Obama talks tough in Ohio on health-care reform, hammers big banks, channels Dana Carvey
President Obama just wrapped up an address in Elyria, Ohio, that, frankly, sounded a lot more like a campaign speech than an address by a sitting president.
But, given the week he and the Democratic party have had -- losing the Senate seat in Massachusetts, a big setback on the health-care reform bill and Thursday's Supreme Court ruling that lifts limits on corporate contributions to political candidates -- maybe Obama felt he needed to campaign a little.
Appearing in a suit jacket but no tie, Obama was informal and populist, winning cheers from the audience with lines such as: "All I think about is how we're going to create jobs. ... All I think about is how to get banks lending again."

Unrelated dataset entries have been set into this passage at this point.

PR #121, opened 2024-01-11
ON-15464: Recommended Labels and onload-version rename

pcolledg-amd:
For upcoming troubleshooting guide.

* Namespaced the `onload-version` label. Not required here but now sticks out when compared alongside other identifiers. Clarifies that it's not for general users to touch arbitrarily. Candidate for adding to upgrade docs.
* Added `/part-of` and `/managed-by` [Recommended Labels](https://kubernetes.io/docs/concepts/overview/working-with-objects/common-labels/) for much easier selection in troubleshooting guide, eliminating hacky/greedy grepping or awkward 'field selectors'. Also added `/component` and `/instance` for clarity.
* Renamed `onload-onload-device-plugin-init` to just `init` as name need only be unique within pod
* Removed redundant test target from `make device-plugin-docker-push`

The `onload.amd.com/name` label is unchanged, only a DRY tweak.

Would have liked to add `/version` too but there are many different product versions and some would require extra user changes, risking staleness.

### DIFF
--- a/controllers/onload_controller.go
+++ b/controllers/onload_controller.go
@@ -159,6 +159,15 @@ const kmmModuleLabelPrefix = "kmm.node.kubernetes.io/version-module"
 const onloadModuleNameSuffix = "-module"
 const sfcModuleNameSuffix = "-sfcmod"
 
+func baseLabels(name, namespace string, component string) map[string]string {
+	return map[string]string{
+		"app.kubernetes.io/managed-by": "onload-operator",
+		"app.kubernetes.io/part-of":    "onload",
+		"app.kubernetes.io/instance":   "onload-" + namespace + "-" + name,
+		"app.kubernetes.io/component":  component,
+	}
+}
+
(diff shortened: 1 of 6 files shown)


controllers/onload_controller.go
```diff
@@ -846,6 +855,7 @@ func createModule(
 		ObjectMeta: metav1.ObjectMeta{
 			Name:      moduleName,
 			Namespace: onload.Namespace,
+			Labels:    baseLabels(onload.Name, onload.Namespace, "module"),
```
tcrawley-xilinx, line 858: Do we want the `sfc` and `onload` modules to have different labels?

tcrawley-xilinx (commented):
Just to check, are these labels consumed by anything? Or just users?
(I think the answer is just users, but want to check)

tcrawley-xilinx (approved):
A unit test would be nice, but as you acknowledge it would also be low impact

PR #127, opened 2024-01-26
ON-15555: sfptpd:stable in overlay sample

pcolledg-amd:


abower-amd:
yes, but I think there are multiple places where this needs fixing.

abower-amd (approved):

PR #483, opened 2025-05-15
Add properties field to damage and forced PREs

cdverrett94:
Added a properties field to the damage (Ignores Immunities) and force (Vertical, Ignores Stability) PREs.

Also updated some inconsistencies in the type for `SetField`s and in where multi-select value/label options were being created.

### DIFF
--- a/src/module/config.mjs
+++ b/src/module/config.mjs
@@ -1121,12 +1121,17 @@ Object.defineProperty(DRAW_STEEL.abilities.keywords, "optgroups", {
 
 /**
  * Valid types for the PowerRollEffect pseudo-document
- * @type {Record<string, { label: string; documentClass: pseudoDocuments.powerRollEffects.BasePowerRollEffect }>}
+ * @type {Record<string, { label: string; documentClass: pseudoDocuments.powerRollEffects.BasePowerRollEffect, properties?: Record<string, { label: string; }> }>}
  */
 DRAW_STEEL.PowerRollEffect = {
   damage: {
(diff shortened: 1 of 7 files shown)


src/module/config.mjs
```diff
@@ -1121,12 +1121,17 @@ Object.defineProperty(DRAW_STEEL.abilities.keywords, "optgroups", {
 
 /**
  * Valid types for the PowerRollEffect pseudo-document
- * @type {Record<string, { label: string; documentClass: pseudoDocuments.powerRollEffects.BasePowerRollEffect }>}
+ * @type {Record<string, { label: string; documentClass: pseudoDocuments.powerRollEffects.BasePowerRollEffect, properties?: Record<string, { label: string; }> }>}
```
JPMeehan, line 1124: I think we could break this object out into a typedef/interface

JPMeehan (approved):
Looks good, clean work

src/module/config.mjs
cdverrett94: Is this what the typedef should look like?

```
/**
 * @typedef {Object} PowerRollEffectProperty
 * @property {string} label
 */

/**
 * @typedef {Object} PowerRollEffectType
 * @property {string} label
 * @property {pseudoDocuments.powerRollEffects.BasePowerRollEffect} documentClass
 * @property {Record<string, PowerRollEffectProperty} [properties]
 */
```

JPMeehan: Yeah, although I actually don't like the implicit extending Object and would just leave that out.

cdverrett94: Dope. Updated.

PR #484, opened 2025-05-15
Split effect into before & after

### LINKED ISSUE #478: Split effects into before & after
Abilities like "Their Lack of Focus Is Their Undoing" can have an Effect _before_ the Power Roll, and abilities like "That One Is Mine!" can have an Effect before _and_ after. Data-wise this should just be `effect.before` and `effect.after`, but a solution for the sheet should also be found.

JPMeehan:
- Also found some display bugs in the description tab, I suspect from CSS changes by core between early v13 builds and stable
- Widened the sheet a bit so the prosemirror headers don't overflow by default when selecting a p element

Closes #478

### DIFF
--- a/CHANGELOG.md
+++ b/CHANGELOG.md
@@ -54,7 +54,7 @@
   - Power roll, spend, and effects have been moved to the new Impact tab
   - Power roll effects are now organized by type first (e.g. Damage)
     - Each type has data for each tier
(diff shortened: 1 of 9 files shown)


krbz999 (changes requested):
The editors are nonfunctional in my testing.

krbz999 (approved):

PR #487, opened 2025-05-16
Have potency apply to all effect types

### LINKED ISSUE #486: Damage PREs need potency
I also think other effects can have a potency. Is there a way to make potency characteristic/value included in the base PRE stuff instead of having to define it for every type? With AE having extra schema fields, not sure if there's a way to add extra fields easily to a schema field.

cdverrett94:
Closes #486

- Move the potency schema inside the `BasePowerRollEffect.duplicateTierSchema` so that potency auto applies to all effects.
   - For this I had to move the applied effects success/failure to the top level of the applied effects schema.
- To make the above easier I used `this.constructor.TYPE` a lot. This meant in the other effect schema I renamed `text` to `other` and `value` to `text`. This has the benefit of being consistent with the top level being the type. 
   - Should `text` be display instead? The applied and forced use display instead of text.
   - Should damage get a display field too? Right now, I'm inferring that potency should be first, but with a display field, it'd be configurable.
- With all of the effects now having a potency, should there just be one potency section in the HTML instead of inside each `{{#with}}`?

### DIFF
--- a/src/module/data/item/ability.mjs
+++ b/src/module/data/item/ability.mjs
@@ -277,7 +277,7 @@ export default class AbilityModel extends BaseItemModel {
 
     context.powerRollEffects = Object.fromEntries([1, 2, 3].map(tier => [
       `tier${tier}`,
-      { text: powerRollEffectFormatter.format(this.power.effects.contents.map(effect => effect.toText(tier))) },
+      { text: this.power.effects.contents.map(effect => effect.toText(tier)).join("; ") },
     ]));
     context.powerRolls = this.power.effects.size > 0;
 
--- a/src/module/data/item/ability.mjs
+++ b/src/module/data/item/ability.mjs
@@ -273,8 +273,6 @@ export default class AbilityModel extends BaseItemModel {
 
     context.characteristics = Object.entries(ds.CONFIG.characteristics).map(([value, { label }]) => ({ value, label }));
 
-    const powerRollEffectFormatter = game.i18n.getListFormatter({ type: "unit" });
-
     context.powerRollEffects = Object.fromEntries([1, 2, 3].map(tier => [
       `tier${tier}`,
       { text: this.power.effects.contents.map(effect => effect.toText(tier)).join("; ") },
--- a/templates/sheets/pseudo-documents/power-roll-effect-sheet/details-tiers.hbs
+++ b/templates/sheets/pseudo-documents/power-roll-effect-sheet/details-tiers.hbs
@@ -3,6 +3,20 @@
   {{formGroup value.field value=value.src name=value.name placeholder=value.placeholder localize=true}}
   {{formGroup types.field value=types.src name=types.name options=@root.fields.damageTypes localize=true}}
   {{formGroup properties.field value=properties.src name=properties.name options=@root.fields.properties localize=true}}
+  {{#with potency}}
+  <fieldset>
+    <legend>{{localize field.label}}</legend>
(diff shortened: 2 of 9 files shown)


JPMeehan:
1. Definitely just switch `text` to `display` - now that `other` has potency, the hint is applicable.
2. I think the most reusable method for the potency bit is an inline partial at the top

templates/sheets/pseudo-documents/power-roll-effect-sheet/details-tiers.hbs
```diff
@@ -19,8 +33,10 @@
     localize=true
     }}
     {{formGroup value.field value=value.src name=value.name placeholder=value.field.initial localize=true}}
-    {{formGroup failure.field value=failure.src name=failure.name options=../effectOptions localize=true}}
-    {{formGroup success.field value=success.src name=success.name options=../effectOptions localize=true}}
+    {{#with ../../tierFields.applied}}
+    {{formGroup failure.field value=failure.src name=failure.name options=../../effectOptions localize=true}}
+    {{formGroup success.field value=success.src name=success.name options=../../effectOptions localize=true}}
+    {{/with}}
```
krbz999, line 39: Would prefer a `#with @root.some.longer.path.tierFields.applied` over a relative path.

cdverrett94:
> 1. Definitely just switch `text` to `display` - now that `other` has potency, the hint is applicable.
> 
>     2. I think the most reusable method for the potency bit is an inline partial at the top

One #2, I moved to the inline partial, but I'm not sure if you approve of the way I did it. I was trying to prevent having to do the fieldset multiple times while still allowing the applied effects stuff to add additional fields inside it.

JPMeehan:
> > 1. Definitely just switch `text` to `display` - now that `other` has potency, the hint is applicable.
> >    
> >    2. I think the most reusable method for the potency bit is an inline partial at the top
> 
> One #2, I moved to the inline partial, but I'm not sure if you approve of the way I did it. I was trying to prevent having to do the fieldset multiple times while still allowing the applied effects stuff to add additional fields inside it. It also prevented having to do the log path for the success failure fields per Zhell's review.

I think the partial block will get you there?

JPMeehan:
There's some deep magic in Handlebars that I think goes under-appreciated by the average Foundry developer

JPMeehan (approved):
Looks good, could you also do the formatter => join with semicolon adjustment?

cdverrett94:
Yeah, I'll go ahead and do that. While I'm here, thoughts on adding a display field to damage that I mentioned in the OP?

JPMeehan:
I think for now damage doesn't need display, if we need to adjust we can without too many problems

cdverrett94:
Fair enough!

src/module/data/item/ability.mjs
```diff
@@ -277,7 +277,7 @@ export default class AbilityModel extends BaseItemModel {
 
     context.powerRollEffects = Object.fromEntries([1, 2, 3].map(tier => [
       `tier${tier}`,
-      { text: powerRollEffectFormatter.format(this.power.effects.contents.map(effect => effect.toText(tier))) },
+      { text: this.power.effects.contents.map(effect => effect.toText(tier)).join("; ") },
```
JPMeehan, line 280: Formatter is probably unused now and no longer needs to be declared?

cdverrett94: ahh oops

He defended his proposed fees on banks, saying: "I just want some rules in place so when these guys make dumb mistakes, you don't wind up footing the bill."

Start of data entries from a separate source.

PR #488, opened 2025-05-16
Fixed typo in build, enabled manual wiki run

JPMeehan:
Unfortunately it's annoying to test these build changes, the typo fix is real idk if this actually enables manual wiki runs but I think it will


krbz999 (approved):
Here's hoping 🤞

PR #489, opened 2025-05-16
Move mode toggle and update source buttons to header

### LINKED ISSUE #413: Consider moving Edit toggle and Source config into header
Something I've done in Artichron is add these buttons in `renderFrame` - here pictured a button for the edit toggle and a button for "opacity" toggle (adds a class which reduces opacity to 0.1 unless hovered).

Adding header buttons is something of a fashion faux pas but I think systems should be free to do so when it exists for all sheets, ensuring this shared functionality can always be found in the same location.

Image

cdverrett94:
Closes #413 

Screenshot 2025-05-16 112438
Screenshot 2025-05-16 112433
Screenshot 2025-05-16 112101


JPMeehan (approved):
Works well. You can also delete... basically the entirety of our `elements` stuff as that was all copied from dnd5e just for the mode slide toggle. If we want to bring it back later we can, but it's no longer in use and honestly I like the smaller profile there.

cdverrett94:
I think I've got everything related to the slide toggle element removed.

PR #499, opened 2025-05-18
Automate edges from flanking

### LINKED ISSUE #451: Automate Flanking
Flanking occurs on melee strikes when both entities are adjacent and on opposite sides/corners of the target. 

Flanking requires line of effect and the ability to take triggered actions. The triggered actions part can make use of the existing `system.restrictions.type`.

cdverrett94:
Closes #451 

- Automates flanking checks. To flank, you need to be adjacent, have line of effect, be able to take triggered actions, and be on opposite sides/corners.
- Adds `DrawSteelToken#isFlanking` with several helper methods.
   - Most notably is `hasLineOfEffect` that checks each corner of each occupied space of the token with  each corner of each occupied space of the target. This can also be used for automating the taunted condition later.
 - Added an input to the Wall Config for if a wall should block LoE. In `hasLineOfEffect`, verify that each wall collision blocks LoE. This defaults to true

<details closed>
<summary>Wall Config image</summary>

</details>

### DIFF
--- a/src/module/canvas/placeables/token.mjs
+++ b/src/module/canvas/placeables/token.mjs
@@ -22,7 +22,7 @@ export default class DrawSteelToken extends foundry.canvas.placeables.Token {
   /* -------------------------------------------------- */
 
   /**
-   * Does the actor have restrictions preventing flanking ability
+   * Can the token's actor flank? Effects that restrict the ability to take triggered actions block flanking.
    * @type {boolean}
    */
   get canFlank() {
@@ -30,13 +30,17 @@ export default class DrawSteelToken extends foundry.canvas.placeables.Token {
     return !this.actor.system.restrictions.type.has("triggered");
   }
 
+  /* -------------------------------------------------- */
+
   /**
-   * Can the actor be flanked?
+   * Can the token's actor be flanked?
    * @type {boolean}
    */
   get canBeFlanked() {
     return this.actor.system.flankable ?? true;
   }
+
+  /* -------------------------------------------------- */
 
   /**
    * An array of inset vertices for each of the token's grid spaces.
@@ -60,6 +64,8 @@ export default class DrawSteelToken extends foundry.canvas.placeables.Token {
     return vertices;
   }
 
+  /* -------------------------------------------------- */
+
   /**
    * Determine if any of the token's occupied squares are adjacent to any of the target's occupied squares.
    * @param {DrawSteelToken} target
@@ -79,6 +85,8 @@ export default class DrawSteelToken extends foundry.canvas.placeables.Token {
     return false;
   }
 
+  /* -------------------------------------------------- */
+
   /**
    * Return all allies adjacent to the target with line of effect
    * @param {*} target
@@ -95,6 +103,8 @@ export default class DrawSteelToken extends foundry.canvas.placeables.Token {
 
     return alliedTokens;
   }
+
+  /* -------------------------------------------------- */
 
   /**
    * Does this token have line of effect to the target token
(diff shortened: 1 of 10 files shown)


src/module/canvas/placeables/token.mjs
```diff
@@ -16,6 +17,155 @@ export default class DrawSteelToken extends foundry.canvas.placeables.Token {
...
+  /*   Flanking                                    */
+  /* -------------------------------------------------- */
+
+  /**
+   * Can the token's actor flank? Effects that restrict the ability to take triggered actions block flanking.
+   * @type {boolean}
+   */
+  get canFlank() {
+    // Checking if active effects have restricted triggered abilities
+    return !this.actor.system.restrictions.type.has("triggered");
```
JPMeehan, line 30: Actor can be null if the base actor is deleted while the token is on the scene; need to add handling throughout

src/module/canvas/placeables/token.mjs
```diff
@@ -16,6 +17,155 @@ export default class DrawSteelToken extends foundry.canvas.placeables.Token {
...
+
+  /* -------------------------------------------------- */
+
+  /**
+   * Does this token have line of effect to the target token
+   * @param {DrawSteelToken} token    The token that is moving.
+   * @returns {boolean}
+   */
+  hasLineOfEffect(target) {
+    // TODO: Add flag to walls for "blocks line of effect" that defaults to true.
```
JPMeehan, line 115: I think the solution here is to extend either the wall document or placeable with a getter that can handle the nullish check

JPMeehan (commented):
Still need to actually test but some initial static analysis

src/module/canvas/placeables/token.mjs
cdverrett94: For these, should the default if there's no actor be to return true?

src/module/canvas/placeables/token.mjs
cdverrett94: To add the field to the sheet, is subclassing the `WallConfig` preferred or adding via hook?

JPMeehan: I guess subclassing with use of _onRender to add the input

src/module/canvas/placeables/token.mjs
JPMeehan: I guess?

JPMeehan (commented):
OK, so the 1x1 actor case seems well-covered. But I'm struggling for actors with larger sizes, both in the "is flanking" and "is being flanked" cases.

cdverrett94:
I'll take a look tomorrow and see what's up.

cdverrett94:
Okay, I think the different sizes are all working properly now.

JPMeehan:
Larger actors being flanked appears to work but struggling to get them *to* flank. Testing with huge (3x3)

JPMeehan (approved):

src/module/documents/wall.mjs
```diff
@@ -0,0 +1,8 @@
+/**
+ * A document subclass adding system-specific behavior and registered in CONFIG.Wall.documentClass
+ */
+export default class DrawSteelWallDocument extends foundry.documents.WallDocument {
+  get blocksLineOfEffect() {
+    return foundry.utils.getProperty(this.flags, "draw-steel.blocksLineOfEffect") ?? true;
```
JPMeehan, line 6: wait why isn't this just a getFlag?

cdverrett94: Honestly? Totally forgot that was a thing. Good call.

He may have launched his own Howard Beale, "I'm as mad as hell, and I'm not going to take this anymore!" phrase when he said, and repeated: "We want our money back!"
He admitted that "we hit a little bit of a buzz saw this week," referring to Scott Brown's Senate victory in Massachusetts, but added, "I will not stop fighting for you. I will take my lumps," drawing cheers.
He said his opponents are running "ads that are scaring the bejesus out of everybody," a line sure to play well with Christians.
One curious and very funny moment came early in the speech, when Obama told the audience that all of his political advisers told him not to try health-care reform, that it will kill him in the polls, that he should focus on the economy.
Then he held both index fingers straight up in front of him and, repeating what his advisers said, said, "Don't do it!"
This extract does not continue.